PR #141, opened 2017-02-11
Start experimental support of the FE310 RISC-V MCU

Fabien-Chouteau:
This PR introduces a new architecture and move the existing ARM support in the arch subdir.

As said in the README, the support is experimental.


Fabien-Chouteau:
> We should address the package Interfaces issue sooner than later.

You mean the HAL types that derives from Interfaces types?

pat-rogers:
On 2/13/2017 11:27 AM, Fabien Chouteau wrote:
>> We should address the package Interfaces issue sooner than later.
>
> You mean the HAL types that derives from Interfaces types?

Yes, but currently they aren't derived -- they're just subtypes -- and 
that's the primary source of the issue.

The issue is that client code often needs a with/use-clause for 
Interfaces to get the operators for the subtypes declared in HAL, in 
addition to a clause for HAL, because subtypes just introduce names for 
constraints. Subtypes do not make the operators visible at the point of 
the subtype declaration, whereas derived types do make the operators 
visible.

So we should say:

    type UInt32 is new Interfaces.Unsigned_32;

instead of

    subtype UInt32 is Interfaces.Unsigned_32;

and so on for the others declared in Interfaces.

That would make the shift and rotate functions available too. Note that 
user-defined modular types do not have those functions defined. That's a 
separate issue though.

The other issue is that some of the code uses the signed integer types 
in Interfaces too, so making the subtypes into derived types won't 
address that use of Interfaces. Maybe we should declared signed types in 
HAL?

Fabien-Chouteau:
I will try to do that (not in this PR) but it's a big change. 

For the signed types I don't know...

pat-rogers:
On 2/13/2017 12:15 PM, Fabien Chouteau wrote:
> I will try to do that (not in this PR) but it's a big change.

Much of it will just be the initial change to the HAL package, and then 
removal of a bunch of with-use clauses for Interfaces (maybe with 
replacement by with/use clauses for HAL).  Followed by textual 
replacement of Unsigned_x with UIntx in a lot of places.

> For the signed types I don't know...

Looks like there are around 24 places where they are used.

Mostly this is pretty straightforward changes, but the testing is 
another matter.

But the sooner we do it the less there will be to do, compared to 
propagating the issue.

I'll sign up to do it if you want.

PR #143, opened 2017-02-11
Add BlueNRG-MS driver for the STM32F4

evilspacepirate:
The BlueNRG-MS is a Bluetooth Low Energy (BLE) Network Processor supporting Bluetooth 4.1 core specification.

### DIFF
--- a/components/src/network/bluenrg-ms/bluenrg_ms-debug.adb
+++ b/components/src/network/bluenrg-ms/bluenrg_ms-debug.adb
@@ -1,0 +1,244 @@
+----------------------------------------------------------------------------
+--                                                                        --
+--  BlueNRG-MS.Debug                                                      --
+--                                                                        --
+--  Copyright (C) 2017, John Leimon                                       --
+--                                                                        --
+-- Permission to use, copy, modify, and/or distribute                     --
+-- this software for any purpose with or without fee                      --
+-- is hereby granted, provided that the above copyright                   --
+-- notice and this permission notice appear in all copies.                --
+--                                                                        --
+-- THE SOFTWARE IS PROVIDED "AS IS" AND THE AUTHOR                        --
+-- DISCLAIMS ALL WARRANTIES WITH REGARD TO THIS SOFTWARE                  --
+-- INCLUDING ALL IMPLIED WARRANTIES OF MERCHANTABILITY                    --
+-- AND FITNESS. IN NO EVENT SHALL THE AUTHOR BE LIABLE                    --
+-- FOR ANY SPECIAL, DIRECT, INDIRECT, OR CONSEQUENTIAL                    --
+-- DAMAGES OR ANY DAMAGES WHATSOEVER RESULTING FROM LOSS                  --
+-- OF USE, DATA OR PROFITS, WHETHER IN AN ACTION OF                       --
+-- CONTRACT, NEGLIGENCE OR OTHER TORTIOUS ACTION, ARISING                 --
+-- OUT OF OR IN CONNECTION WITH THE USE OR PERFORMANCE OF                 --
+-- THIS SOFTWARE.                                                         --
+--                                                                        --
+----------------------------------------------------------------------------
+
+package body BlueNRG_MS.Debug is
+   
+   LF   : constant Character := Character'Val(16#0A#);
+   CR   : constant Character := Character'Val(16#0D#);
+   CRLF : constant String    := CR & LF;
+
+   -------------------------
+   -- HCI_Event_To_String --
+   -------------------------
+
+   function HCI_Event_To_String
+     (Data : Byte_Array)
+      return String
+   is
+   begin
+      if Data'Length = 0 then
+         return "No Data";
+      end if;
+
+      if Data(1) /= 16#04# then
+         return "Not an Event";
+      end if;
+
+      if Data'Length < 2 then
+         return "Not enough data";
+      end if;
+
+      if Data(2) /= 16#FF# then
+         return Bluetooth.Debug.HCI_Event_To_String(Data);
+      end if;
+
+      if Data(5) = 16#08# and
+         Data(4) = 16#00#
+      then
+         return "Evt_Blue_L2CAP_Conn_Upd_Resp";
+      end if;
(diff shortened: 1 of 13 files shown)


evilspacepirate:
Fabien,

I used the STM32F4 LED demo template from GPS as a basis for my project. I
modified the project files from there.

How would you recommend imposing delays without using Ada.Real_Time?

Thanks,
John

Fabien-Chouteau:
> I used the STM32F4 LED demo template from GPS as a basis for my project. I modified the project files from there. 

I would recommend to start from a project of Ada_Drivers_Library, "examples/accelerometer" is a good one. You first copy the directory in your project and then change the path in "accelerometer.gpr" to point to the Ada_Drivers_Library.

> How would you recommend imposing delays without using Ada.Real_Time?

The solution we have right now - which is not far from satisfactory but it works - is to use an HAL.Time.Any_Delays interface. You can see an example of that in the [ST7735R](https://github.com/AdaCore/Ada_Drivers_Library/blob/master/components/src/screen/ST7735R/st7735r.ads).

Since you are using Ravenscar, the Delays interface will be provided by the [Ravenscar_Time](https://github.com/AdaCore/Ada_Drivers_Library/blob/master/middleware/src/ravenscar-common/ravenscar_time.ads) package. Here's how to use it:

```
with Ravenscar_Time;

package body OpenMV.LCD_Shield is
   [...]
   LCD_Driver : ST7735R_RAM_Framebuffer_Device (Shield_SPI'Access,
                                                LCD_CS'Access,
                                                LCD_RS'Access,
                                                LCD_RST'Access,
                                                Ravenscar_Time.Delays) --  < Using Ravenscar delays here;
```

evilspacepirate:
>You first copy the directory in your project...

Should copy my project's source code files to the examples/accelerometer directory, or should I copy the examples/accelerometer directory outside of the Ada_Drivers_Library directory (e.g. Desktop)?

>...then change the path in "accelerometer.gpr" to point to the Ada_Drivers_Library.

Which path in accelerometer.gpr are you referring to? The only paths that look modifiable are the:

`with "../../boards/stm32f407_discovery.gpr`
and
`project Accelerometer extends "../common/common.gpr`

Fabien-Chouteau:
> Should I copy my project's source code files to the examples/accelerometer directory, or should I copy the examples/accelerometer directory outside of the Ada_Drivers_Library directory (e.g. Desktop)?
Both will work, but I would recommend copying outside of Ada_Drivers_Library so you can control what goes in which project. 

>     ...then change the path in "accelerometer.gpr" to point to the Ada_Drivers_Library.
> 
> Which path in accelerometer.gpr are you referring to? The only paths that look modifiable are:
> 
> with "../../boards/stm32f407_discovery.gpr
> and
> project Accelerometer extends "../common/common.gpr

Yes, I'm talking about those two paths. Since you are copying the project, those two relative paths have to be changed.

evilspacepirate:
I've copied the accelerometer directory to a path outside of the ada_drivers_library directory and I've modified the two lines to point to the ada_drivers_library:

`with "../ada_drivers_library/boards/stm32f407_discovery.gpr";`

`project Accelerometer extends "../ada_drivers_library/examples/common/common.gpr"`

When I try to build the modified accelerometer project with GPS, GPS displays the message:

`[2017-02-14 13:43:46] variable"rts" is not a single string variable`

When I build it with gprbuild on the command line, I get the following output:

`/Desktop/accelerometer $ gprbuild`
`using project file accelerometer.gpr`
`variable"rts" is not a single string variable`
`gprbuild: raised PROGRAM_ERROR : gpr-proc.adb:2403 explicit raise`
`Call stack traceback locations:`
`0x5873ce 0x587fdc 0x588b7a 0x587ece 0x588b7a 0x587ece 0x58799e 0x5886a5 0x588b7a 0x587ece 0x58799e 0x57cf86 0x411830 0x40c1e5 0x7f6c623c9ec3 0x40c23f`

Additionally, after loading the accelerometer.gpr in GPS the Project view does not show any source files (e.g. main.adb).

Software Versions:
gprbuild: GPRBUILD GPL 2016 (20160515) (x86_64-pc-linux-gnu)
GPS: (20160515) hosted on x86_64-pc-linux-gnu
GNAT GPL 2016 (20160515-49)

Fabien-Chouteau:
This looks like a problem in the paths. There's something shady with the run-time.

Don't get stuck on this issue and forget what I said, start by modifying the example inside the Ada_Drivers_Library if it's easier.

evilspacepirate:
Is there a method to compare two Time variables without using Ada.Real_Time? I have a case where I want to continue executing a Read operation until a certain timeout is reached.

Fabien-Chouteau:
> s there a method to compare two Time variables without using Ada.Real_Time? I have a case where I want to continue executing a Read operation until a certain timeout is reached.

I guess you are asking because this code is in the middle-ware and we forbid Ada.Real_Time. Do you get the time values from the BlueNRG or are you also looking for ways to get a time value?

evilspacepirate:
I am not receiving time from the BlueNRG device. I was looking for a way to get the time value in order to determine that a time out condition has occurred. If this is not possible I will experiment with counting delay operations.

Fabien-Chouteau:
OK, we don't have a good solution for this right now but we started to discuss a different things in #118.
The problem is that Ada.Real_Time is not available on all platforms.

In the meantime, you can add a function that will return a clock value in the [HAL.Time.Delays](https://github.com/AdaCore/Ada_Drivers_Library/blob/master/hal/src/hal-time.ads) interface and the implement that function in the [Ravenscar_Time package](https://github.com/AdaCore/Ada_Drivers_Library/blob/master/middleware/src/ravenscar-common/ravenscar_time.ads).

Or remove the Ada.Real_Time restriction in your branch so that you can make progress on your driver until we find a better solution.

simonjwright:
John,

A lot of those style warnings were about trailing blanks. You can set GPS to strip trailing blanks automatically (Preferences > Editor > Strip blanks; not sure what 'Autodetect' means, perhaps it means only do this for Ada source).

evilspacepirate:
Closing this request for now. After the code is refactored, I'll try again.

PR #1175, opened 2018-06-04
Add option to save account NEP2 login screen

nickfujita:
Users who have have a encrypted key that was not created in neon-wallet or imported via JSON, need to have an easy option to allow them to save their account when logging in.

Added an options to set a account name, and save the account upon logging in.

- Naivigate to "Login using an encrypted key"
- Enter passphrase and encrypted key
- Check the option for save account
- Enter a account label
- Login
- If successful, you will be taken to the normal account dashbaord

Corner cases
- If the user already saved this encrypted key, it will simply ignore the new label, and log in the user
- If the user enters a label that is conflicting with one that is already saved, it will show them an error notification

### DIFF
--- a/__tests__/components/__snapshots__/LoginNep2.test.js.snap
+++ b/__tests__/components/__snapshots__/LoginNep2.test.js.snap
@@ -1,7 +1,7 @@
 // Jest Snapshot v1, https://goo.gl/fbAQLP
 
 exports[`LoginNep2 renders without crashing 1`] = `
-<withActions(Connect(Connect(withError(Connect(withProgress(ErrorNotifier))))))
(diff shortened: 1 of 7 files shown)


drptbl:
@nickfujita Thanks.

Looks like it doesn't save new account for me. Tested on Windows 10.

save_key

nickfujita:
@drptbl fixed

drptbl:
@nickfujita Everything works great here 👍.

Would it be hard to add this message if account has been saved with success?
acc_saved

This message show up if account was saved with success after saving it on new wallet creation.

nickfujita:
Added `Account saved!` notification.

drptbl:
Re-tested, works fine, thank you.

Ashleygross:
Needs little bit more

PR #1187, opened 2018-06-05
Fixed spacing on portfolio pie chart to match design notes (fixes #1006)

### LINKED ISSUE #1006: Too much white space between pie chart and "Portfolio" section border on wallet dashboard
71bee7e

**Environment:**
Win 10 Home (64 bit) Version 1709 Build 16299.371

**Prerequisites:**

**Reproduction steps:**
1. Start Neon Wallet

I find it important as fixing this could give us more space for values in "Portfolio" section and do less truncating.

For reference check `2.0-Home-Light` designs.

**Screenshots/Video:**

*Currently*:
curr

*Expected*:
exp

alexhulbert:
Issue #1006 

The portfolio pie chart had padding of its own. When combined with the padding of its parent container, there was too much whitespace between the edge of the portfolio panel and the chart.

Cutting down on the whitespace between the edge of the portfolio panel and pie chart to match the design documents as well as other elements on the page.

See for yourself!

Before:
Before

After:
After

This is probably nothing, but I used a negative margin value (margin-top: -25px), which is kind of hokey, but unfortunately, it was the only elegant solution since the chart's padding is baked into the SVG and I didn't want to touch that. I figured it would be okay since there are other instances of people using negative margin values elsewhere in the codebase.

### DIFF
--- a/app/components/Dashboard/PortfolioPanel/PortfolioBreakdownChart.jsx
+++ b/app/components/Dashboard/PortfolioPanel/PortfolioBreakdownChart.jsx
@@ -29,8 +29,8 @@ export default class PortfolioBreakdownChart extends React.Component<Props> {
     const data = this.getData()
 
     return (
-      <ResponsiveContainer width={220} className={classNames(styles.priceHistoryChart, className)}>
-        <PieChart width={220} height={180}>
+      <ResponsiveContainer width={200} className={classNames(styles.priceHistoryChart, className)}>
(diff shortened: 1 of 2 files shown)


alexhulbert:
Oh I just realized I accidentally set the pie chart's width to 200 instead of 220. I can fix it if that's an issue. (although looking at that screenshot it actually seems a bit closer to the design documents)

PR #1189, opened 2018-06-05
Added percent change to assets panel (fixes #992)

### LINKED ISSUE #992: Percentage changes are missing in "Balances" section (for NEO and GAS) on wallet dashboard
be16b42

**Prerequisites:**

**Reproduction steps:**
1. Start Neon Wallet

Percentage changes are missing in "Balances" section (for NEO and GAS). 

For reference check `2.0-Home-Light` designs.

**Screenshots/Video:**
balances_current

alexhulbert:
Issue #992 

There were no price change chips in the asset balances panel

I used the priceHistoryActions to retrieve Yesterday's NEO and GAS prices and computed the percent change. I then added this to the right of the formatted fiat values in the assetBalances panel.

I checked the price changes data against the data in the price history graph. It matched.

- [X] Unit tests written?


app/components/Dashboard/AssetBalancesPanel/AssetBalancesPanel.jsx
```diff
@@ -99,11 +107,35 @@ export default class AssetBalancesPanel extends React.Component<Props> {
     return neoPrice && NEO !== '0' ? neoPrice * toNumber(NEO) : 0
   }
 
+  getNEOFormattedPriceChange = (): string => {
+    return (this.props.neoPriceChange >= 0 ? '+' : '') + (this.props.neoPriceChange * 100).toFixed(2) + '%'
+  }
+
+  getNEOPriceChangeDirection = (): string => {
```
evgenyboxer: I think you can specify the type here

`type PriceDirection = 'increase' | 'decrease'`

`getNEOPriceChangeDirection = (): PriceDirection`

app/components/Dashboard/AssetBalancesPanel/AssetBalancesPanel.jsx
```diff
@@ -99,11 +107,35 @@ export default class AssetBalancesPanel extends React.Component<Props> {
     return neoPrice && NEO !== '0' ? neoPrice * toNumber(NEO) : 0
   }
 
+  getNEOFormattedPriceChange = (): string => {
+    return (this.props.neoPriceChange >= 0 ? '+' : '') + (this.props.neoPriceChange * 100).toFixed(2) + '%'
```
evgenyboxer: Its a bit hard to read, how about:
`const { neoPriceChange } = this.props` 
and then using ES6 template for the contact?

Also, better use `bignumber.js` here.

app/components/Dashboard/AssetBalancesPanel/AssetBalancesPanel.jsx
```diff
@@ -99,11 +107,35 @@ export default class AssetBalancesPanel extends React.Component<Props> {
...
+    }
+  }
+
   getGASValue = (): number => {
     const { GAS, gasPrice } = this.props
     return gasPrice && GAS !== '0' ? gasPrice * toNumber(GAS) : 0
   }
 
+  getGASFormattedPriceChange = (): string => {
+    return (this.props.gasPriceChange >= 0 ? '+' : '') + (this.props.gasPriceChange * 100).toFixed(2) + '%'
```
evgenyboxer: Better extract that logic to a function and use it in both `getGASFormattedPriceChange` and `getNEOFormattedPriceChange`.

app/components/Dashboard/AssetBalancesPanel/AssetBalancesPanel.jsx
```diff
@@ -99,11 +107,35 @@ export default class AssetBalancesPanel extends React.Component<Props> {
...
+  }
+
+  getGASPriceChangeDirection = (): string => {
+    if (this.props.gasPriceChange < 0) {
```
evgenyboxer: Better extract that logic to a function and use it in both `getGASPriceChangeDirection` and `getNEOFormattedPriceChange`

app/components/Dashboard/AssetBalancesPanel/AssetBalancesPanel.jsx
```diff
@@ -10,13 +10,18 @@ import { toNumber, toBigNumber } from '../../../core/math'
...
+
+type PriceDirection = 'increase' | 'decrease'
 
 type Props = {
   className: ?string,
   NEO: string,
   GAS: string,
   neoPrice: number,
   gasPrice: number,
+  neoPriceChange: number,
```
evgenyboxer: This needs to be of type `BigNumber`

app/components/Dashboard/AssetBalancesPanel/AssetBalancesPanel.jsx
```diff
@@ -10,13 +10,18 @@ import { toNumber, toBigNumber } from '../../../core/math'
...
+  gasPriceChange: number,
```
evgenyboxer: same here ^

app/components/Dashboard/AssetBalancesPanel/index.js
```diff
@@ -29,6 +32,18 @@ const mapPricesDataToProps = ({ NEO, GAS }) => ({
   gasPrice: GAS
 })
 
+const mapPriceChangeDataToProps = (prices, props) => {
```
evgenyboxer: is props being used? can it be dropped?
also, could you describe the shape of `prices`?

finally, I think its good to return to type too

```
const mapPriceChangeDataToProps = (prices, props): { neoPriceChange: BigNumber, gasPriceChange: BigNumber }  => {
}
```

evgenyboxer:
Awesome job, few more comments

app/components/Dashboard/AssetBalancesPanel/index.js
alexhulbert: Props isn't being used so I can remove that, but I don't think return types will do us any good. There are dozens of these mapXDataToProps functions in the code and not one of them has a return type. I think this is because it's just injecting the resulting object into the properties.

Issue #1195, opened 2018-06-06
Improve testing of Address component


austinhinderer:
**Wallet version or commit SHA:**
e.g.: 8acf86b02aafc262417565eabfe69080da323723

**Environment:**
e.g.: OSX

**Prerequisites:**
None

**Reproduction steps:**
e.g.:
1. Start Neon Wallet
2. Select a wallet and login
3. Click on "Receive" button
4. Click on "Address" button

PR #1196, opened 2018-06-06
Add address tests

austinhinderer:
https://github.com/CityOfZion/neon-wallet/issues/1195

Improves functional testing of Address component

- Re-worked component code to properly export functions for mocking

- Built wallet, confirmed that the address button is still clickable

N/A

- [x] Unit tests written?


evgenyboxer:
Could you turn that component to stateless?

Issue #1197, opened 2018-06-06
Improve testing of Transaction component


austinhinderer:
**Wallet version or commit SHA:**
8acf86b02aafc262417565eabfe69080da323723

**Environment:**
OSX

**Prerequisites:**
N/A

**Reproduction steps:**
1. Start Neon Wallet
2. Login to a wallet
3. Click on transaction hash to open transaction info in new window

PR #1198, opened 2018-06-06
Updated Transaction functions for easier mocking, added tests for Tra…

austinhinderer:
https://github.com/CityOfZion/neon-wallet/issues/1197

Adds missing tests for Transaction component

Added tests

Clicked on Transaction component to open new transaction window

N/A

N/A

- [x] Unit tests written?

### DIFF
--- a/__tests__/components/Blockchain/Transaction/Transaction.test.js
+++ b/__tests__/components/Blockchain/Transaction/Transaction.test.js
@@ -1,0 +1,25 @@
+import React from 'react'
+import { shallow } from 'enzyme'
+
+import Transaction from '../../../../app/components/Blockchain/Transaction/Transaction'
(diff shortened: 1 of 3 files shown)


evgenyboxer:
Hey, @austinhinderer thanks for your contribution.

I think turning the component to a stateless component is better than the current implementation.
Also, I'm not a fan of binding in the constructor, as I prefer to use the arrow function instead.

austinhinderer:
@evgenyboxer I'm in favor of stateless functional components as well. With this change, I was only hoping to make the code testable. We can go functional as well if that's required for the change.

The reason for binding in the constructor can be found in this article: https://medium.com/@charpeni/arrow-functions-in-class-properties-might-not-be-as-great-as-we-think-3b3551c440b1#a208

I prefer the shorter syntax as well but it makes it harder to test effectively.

* * * *

Work to complete
Please reproduce the lines from the line with "I've copied the" to the line with "This looks like", both ends included, exactly as they appear above.

Task output
I've copied the accelerometer directory to a path outside of the ada_drivers_library directory and I've modified the two lines to point to the ada_drivers_library:

`with "../ada_drivers_library/boards/stm32f407_discovery.gpr";`

`project Accelerometer extends "../ada_drivers_library/examples/common/common.gpr"`

When I try to build the modified accelerometer project with GPS, GPS displays the message:

`[2017-02-14 13:43:46] variable"rts" is not a single string variable`

When I build it with gprbuild on the command line, I get the following output:

`/Desktop/accelerometer $ gprbuild`
`using project file accelerometer.gpr`
`variable"rts" is not a single string variable`
`gprbuild: raised PROGRAM_ERROR : gpr-proc.adb:2403 explicit raise`
`Call stack traceback locations:`
`0x5873ce 0x587fdc 0x588b7a 0x587ece 0x588b7a 0x587ece 0x58799e 0x5886a5 0x588b7a 0x587ece 0x58799e 0x57cf86 0x411830 0x40c1e5 0x7f6c623c9ec3 0x40c23f`

Additionally, after loading the accelerometer.gpr in GPS the Project view does not show any source files (e.g. main.adb).

Software Versions:
gprbuild: GPRBUILD GPL 2016 (20160515) (x86_64-pc-linux-gnu)
GPS: (20160515) hosted on x86_64-pc-linux-gnu
GNAT GPL 2016 (20160515-49)

Fabien-Chouteau:
This looks like a problem in the paths. There's something shady with the run-time.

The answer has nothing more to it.